Professor Ramanathan and other scientists wondered why the warming was lower than predicted. They suspected that the warming has been partially offset by a cooling effect caused by certain particles in the air, or air pollution, also from fossil fuels.
This is where Professor Ramanathan's credo comes into play. In 1995, with Dr. Paul Crutzen (Nobel Prize laureate in Chemistry) and Dr. Mitra from India, he devised a large-scale international experiment, the Indian Ocean Experiment, to observe the cooling effect. With more than 200 scientists from six countries, this major experiment took place in 1998-1999 and involved the satellite data collection and observations by six aircraft and two ships.

The experiment observed a three-kilometer-thick cloud of air pollution, the so-called atmospheric brown clouds (ABCs), covering much of the Arabian Sea, the Bay of Bengal, and the Indian subcontinent, and found that it was blocking 10 to 15 percent of sunlight. The air pollution blocking the sunlight was largely made of tiny particles called aerosols. The experiment also identified that the aerosols blocking sunlight in the brown clouds fall into two categories. The first category of particles is sulfate and nitrate aerosols, which act like mirrors and reflect sunlight back to space. This causes global cooling. The second category consists of black carbon particles, which absorb sunlight and warm the planet.

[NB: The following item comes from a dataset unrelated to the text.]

PR #414, opened 2022-06-25
Allow three decimal places in basal rate picker on supported pumps

elnjensen:
This small change allows up to three decimal places in the basal rate picker, for supported pumps, such as the Medtronic 523 which allows 0.025 U/hr basal rate increments.  Addresses issue LoopKit/Loop#1731.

Black carbon is a particle. It is the black soot produced by burning coal, diesel engine fumes, or from cooking food in stoves and cookers. Greenhouse gases trap heat and black carbon traps sunlight. Both warm the planet. Sulfates and nitrates (emitted by fossil fuels) reflect sunlight and cool the planet. This cooling effect of aerosols offsets part of the warming from greenhouse gases. That was why the actual global warming level was lower than that predicted by the Professor Ramanathan's research group.
There is another issue. Both black carbon particles and sulfate/nitrate particles in ABCs cause serious health problems to humans. Together these particles cause over 6 million premature deaths worldwide through diseases like asthma, lung cancer, and cardio-vascular disease. When these particles block sunlight and reduce the sunlight reaching the oceans, the amount of sea water evaporation is reduced. Less water evaporation from the sea causes a reduction in rainfall on land, which leads to drought.

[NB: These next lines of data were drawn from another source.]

PR #428, opened 2022-11-08
Add missed meal notifications to Loop

novalegra:
This PR and the [associated Loop PR](https://github.com/LoopKit/Loop/pull/1825) add missed meal notifications to Loop. 

## Motivation
It's easy to forget to log a meal, and the Loop algorithm works best when it has information about all the carbs and insulin that could affect blood glucose levels. This PR uses the insulin dosing information in Loop to automatically detect when unexpected rise in BG is so large that the only likely explanation is a missed meal, and notify the user so they can log the meal and administer insulin if needed.

## Changes Made
Add helper utilities to support the `MealDetectionManager` in Loop.


LoopKit/Extensions/NSUserActivity+CarbKit.swift
```diff
@@ -13,17 +13,19 @@ extension NSUserActivity {
     public static let newCarbEntryActivityType = "NewCarbEntry"
 
     public static let newCarbEntryUserInfoKey = "NewCarbEntry"
+    public static let carbEntryIsUAMUserInfoKey = "CarbEntryIsUAM"
```
ps2: Hmm, this class looks like it should probably move to Loop, now that the carb entry interface lives there. Not something you need to do for this ticket; not really related; I just noticed.

LoopKit/CarbKit/CarbStore.swift
```diff
@@ -1432,6 +1446,149 @@ extension CarbStore {
     }
 }
 
+// MARK: Missed / Unannounced Meal Detection
+extension CarbStore {
+    public func hasUnannouncedMeal(insulinCounteractionEffects: [GlucoseEffectVelocity], completion: @escaping (UnannouncedMealStatus) -> Void) {
```
ps2: I wonder if this could be moved out of CarbStore. Seems like a meal detector would consume data from CarbStore, but otherwise be fairly independent of it.

LoopKit/LoopMath.swift
```diff
@@ -46,6 +46,35 @@ public enum LoopMath {
...
+    /**
+     Calculates a range of time in `delta`-value intervals
+
+     - parameter start:     The range start date
+     - parameter end:       The range end date
+     - parameter delta:     The time differential for items in the returned range
+
+     - returns: An array of dates
+     */
+    static func dateRange(
```
ps2: maybe call this a "simulationDateRange"

LoopKit/Extensions/NSUserActivity+CarbKit.swift
novalegra: I can mark it as a FIXME

LoopKit/CarbKit/CarbStore.swift
novalegra: Done! I've moved it into Loop as its own manager (which owns both the meal detection algorithm & notifications)

PR #429, opened 2022-11-17
Fix Delete for MockCGM, was being retained

marionbarker:
Problem: Delete of MockCGM did not work
* Old simulator kept running in addition to any new CGM added to system

Solution: change `let` to `weak var`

Professor Ramanathan stated that these global, regional and health impacts caused by ABCs are perhaps the most compelling reasons to regulate air pollution worldwide. However, there are some political considerations that need to be taken into account when regulating and reducing air pollution. That is, it is not the responsibility of any one particular region or country. Studies have already shown that pollution from the United States crosses the Atlantic Ocean and reaches Europe and pollution from East Asia crosses the Pacific Ocean to the United States. Because air is circulating around the world, we don't know the exact origin of the pollution in question. We are never going to solve this problem by pointing fingers at each other. He also says, just like COVID-19, air pollution emissions from anywhere will have impact everywhere around the world over time.

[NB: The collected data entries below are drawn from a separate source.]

PR #431, opened 2022-11-17
Add ability to estimate delivery duration of bolus

novalegra:
I added a function to the `PumpManager` protocol to support estimating the duration to deliver a bolus. I chose not to add it to `DoseProgress` / `DoseProgressReporter` since I wanted to provide a lightweight function to compute the duration and `DoseProgressReporter` has a lot of other functionality (timers, observers, etc) that isn't needed for this specific usecase. We also already provide lightweight functions on `PumpManager` for computing things like the rounding to the specific bolus volume the pump supports.

See https://github.com/LoopKit/Loop/pull/1830, https://github.com/LoopKit/OmniBLE/pull/68, and https://github.com/ps2/rileylink_ios/pull/751 for other associated changes.

### DIFF
--- a/LoopKit/DeviceManager/PumpManager.swift
+++ b/LoopKit/DeviceManager/PumpManager.swift
@@ -169,7 +169,7 @@ public protocol PumpManager: DeviceManager {
     func createBolusProgressReporter(reportingOn dispatchQueue: DispatchQueue) -> DoseProgressReporter?
 
     /// Returns the estimated time for the bolus amount to be delivered
-    func estimatedDuration(toDeliver bolusUnits: Double) -> TimeInterval
+    func estimatedDuration(toBolus units: Double) -> TimeInterval
     
     /// Send a bolus command and handle the result
     ///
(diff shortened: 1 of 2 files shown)


LoopKit/DeviceManager/PumpManager.swift
```diff
@@ -168,6 +168,9 @@ public protocol PumpManager: DeviceManager {
     /// Returns a dose estimator for the current bolus, if one is in progress
     func createBolusProgressReporter(reportingOn dispatchQueue: DispatchQueue) -> DoseProgressReporter?
 
+    /// Returns the estimated time for the bolus amount to be delivered
+    func estimatedDuration(toDeliver bolusUnits: Double) -> TimeInterval
```
ps2: Should "bolus" be part of the calling signature somehow?  Might be problematic if we want to define a function to estimate other types of delivery.

ps2 (approved):
LGTM, with one suggestion.

LoopKit/DeviceManager/PumpManager.swift
novalegra: Agreed! Perhaps `func estimatedDuration(toBolus units: Double) -> TimeInterval`?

After the Indian Ocean Experiment, Professor Ramanathan realized a common framework is needed to solve both the global warming problem and the air pollution problem. He focused on four pollutants, methane, ozone, hydrofluorocarbon, and black carbon, which are (per ton of these chemicals) more potent global warming inducers than carbon dioxide and in addition have catastrophic effects on human health. After being emitted, while carbon dioxide remains in the air for 100 to 1,000 years, methane, ozone, and hydrofluorocarbon (HFCs), which were developed to replace CFCs, remain for about 10 years, and black carbon remains only for about 10 days. What does this all mean? If all diesel vehicles in the world were fitted with filters, the filters would remove the black carbon and no new black carbon would be released into the atmosphere from diesel vehicles. Then, the black carbon in the air today would disappear in a matter of weeks, which would bend the curve of global warming quickly (in less than 10 years), and there would be no air pollution from black carbon.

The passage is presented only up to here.